I'm relieved to know I'm not the only one who is scared. I fear an episiotomy or tearing, etc. I know it will happen. I have plenty of friends who have done it. I was there when my sister's planned natural birth turned into an emergency c-section due to decels in the baby's heart rate - I'm just such a control freak.
I'll get through it - especially with all of your support. TY ladies!
Seriously, when you get to the end of your pregnancy, you'll just strangely be at peace with it. You'll be so annoyed with your limited mobility and general discomfort and you'll just want your body back. Add labor into the mix and you won't care how it gets out. Also, think of it this way - it's only one day of your life. No matter what happens on the day you give birth, the following day will be the best day of your life. I promise. If I'm wrong, I'll give you my address and you can fart in a box and send it to me.
I concur with everyone here that you should try not to worry yourself about it. It really is only one day of your life and at the end you get the most amazing gift and blessing.
I have to add to this post, though, that my recovery after my vaginal birth was not shorter than for some people with c-sections. I had a lot of damage and needed some repair work. I depressed me because I had never heard that recovery from a vaginal birth could take so long. So, I certainly do not want anyone to be afraid of it, but you should know that it can take a while to recover from any birth. On the other hand, I had friends who walked around Target the next day without a problem.
I would suggest taking a class like hypnobabies which will give you the tools to relax and work through your fears before and during your labour but I have also heard it is very helpful in general for parenting and life after labour.
I did not take a hynobabies class my last pregnancy but plan to this time as we are aiming for a home birth and feel it will be super helpful.
You will do fine as other posters said it is such a short part of pregnancy and your body is made for doing this - you CAN totally do this!!
Layne-May 6, 2013
Callie-February 14, 2011
Whether you go natural, with interventions like epidurals and pitocin, or with a c/s it is most important to be informed of your options and to seek out medical professionals that will support you as well as your birth plan. You of all people can appreciate the abilities of a baby to work with you to be born.
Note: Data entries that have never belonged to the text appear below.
PR #1173, opened 2016-04-22
Use proxy from git config if available

jonmagic:
This may be a possible solution to https://github.com/github/git-lfs/issues/1125 but we are Go and git-lfs newbs so we could use some guidance.

* Is this approach even close to how y'all would do this?
* Should we create a new test file for lfs/http.go so that we can test this method specifically or should we add an integration test, or something else entirely?

/cc @LizzHale

### DIFF
--- a/lfs/http.go
+++ b/lfs/http.go
@@ -141,12 +141,18 @@ func (c *Configuration) HttpClient(host string) *HttpClient {
 }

It was recommended to me and I recommend it to anyone nervous about the childbirth to watch a movie called Orgasmic Birth. It is about natural childbirth, mostly at home and in water, but it is very encouraging. It is unlike A Baby Story or anything on regular TV, those are just worthless drivel. (It isn't as awkward as it sounds.) Stream it on Netflix!
In your third trimester you will feel a huge urge to get that baby out. Your mind probably wont be playing the details. However, I have had a csection and not saying everyones is like this but my experience was horrible. I am still having pain and its almost 7 months out. For me there really was no true reason for the csections I was basically bullied into by my Dr. Once you see your baby you will not be thinking about all those details of where he/she came out I promise.